**Exercise material:**

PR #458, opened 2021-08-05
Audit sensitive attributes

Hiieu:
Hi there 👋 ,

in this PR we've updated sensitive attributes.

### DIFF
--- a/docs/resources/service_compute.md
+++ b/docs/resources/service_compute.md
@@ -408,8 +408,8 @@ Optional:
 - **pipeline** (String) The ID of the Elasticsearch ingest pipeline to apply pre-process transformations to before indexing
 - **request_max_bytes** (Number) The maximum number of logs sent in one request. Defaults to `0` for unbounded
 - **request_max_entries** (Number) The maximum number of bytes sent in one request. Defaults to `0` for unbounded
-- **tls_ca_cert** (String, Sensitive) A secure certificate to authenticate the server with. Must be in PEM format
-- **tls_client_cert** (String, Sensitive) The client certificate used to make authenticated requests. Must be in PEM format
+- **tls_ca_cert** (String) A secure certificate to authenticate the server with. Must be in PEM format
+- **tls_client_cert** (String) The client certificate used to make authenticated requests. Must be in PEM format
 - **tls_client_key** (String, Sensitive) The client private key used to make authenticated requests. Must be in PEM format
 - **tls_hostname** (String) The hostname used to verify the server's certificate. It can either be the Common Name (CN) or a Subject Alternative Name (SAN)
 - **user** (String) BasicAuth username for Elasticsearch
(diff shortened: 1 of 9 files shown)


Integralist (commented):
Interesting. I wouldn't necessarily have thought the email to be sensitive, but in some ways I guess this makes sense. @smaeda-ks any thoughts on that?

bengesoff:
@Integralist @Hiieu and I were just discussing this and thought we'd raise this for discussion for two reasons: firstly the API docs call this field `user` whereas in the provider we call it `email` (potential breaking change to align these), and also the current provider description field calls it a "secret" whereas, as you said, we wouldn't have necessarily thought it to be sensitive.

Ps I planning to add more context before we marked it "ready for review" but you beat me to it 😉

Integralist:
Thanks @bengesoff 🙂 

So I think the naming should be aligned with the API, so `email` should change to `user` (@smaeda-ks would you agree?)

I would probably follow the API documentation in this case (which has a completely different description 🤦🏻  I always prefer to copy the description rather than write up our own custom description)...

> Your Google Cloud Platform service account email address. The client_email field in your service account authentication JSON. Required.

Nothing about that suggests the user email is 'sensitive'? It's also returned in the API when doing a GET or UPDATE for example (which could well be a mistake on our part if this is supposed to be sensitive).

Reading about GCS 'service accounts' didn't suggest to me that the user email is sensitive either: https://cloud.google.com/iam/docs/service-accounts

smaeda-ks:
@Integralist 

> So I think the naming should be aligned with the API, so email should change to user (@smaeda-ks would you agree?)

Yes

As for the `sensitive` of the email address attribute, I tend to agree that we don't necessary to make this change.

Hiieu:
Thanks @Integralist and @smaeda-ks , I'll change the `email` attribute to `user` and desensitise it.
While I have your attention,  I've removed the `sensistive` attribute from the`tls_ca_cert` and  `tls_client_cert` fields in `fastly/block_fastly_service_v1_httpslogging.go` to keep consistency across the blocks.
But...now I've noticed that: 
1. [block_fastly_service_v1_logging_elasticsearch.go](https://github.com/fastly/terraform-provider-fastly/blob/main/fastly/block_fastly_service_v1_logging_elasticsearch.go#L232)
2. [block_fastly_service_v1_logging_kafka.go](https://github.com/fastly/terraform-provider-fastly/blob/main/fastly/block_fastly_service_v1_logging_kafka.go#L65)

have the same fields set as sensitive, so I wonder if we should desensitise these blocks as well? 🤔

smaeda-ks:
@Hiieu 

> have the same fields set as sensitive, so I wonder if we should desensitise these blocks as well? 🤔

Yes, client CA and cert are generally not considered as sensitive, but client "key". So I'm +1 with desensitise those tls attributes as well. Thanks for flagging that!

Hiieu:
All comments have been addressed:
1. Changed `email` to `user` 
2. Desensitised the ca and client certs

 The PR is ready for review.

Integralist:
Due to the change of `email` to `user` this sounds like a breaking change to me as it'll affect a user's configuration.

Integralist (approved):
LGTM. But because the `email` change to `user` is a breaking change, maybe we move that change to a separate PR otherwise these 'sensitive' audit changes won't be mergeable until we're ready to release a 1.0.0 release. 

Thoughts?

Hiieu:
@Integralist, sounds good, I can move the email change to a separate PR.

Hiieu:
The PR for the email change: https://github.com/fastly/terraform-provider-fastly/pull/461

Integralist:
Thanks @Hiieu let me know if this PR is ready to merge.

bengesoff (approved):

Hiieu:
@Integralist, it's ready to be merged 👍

**Problem requirements:** If a line comes after the one containing "- **pipeline** (String)", leave it out; set down every line of the data before it, and that line itself, exactly.

**Your response:**
PR #458, opened 2021-08-05
Audit sensitive attributes

Hiieu:
Hi there 👋 ,

in this PR we've updated sensitive attributes.

### DIFF
--- a/docs/resources/service_compute.md
+++ b/docs/resources/service_compute.md
@@ -408,8 +408,8 @@ Optional:
 - **pipeline** (String) The ID of the Elasticsearch ingest pipeline to apply pre-process transformations to before indexing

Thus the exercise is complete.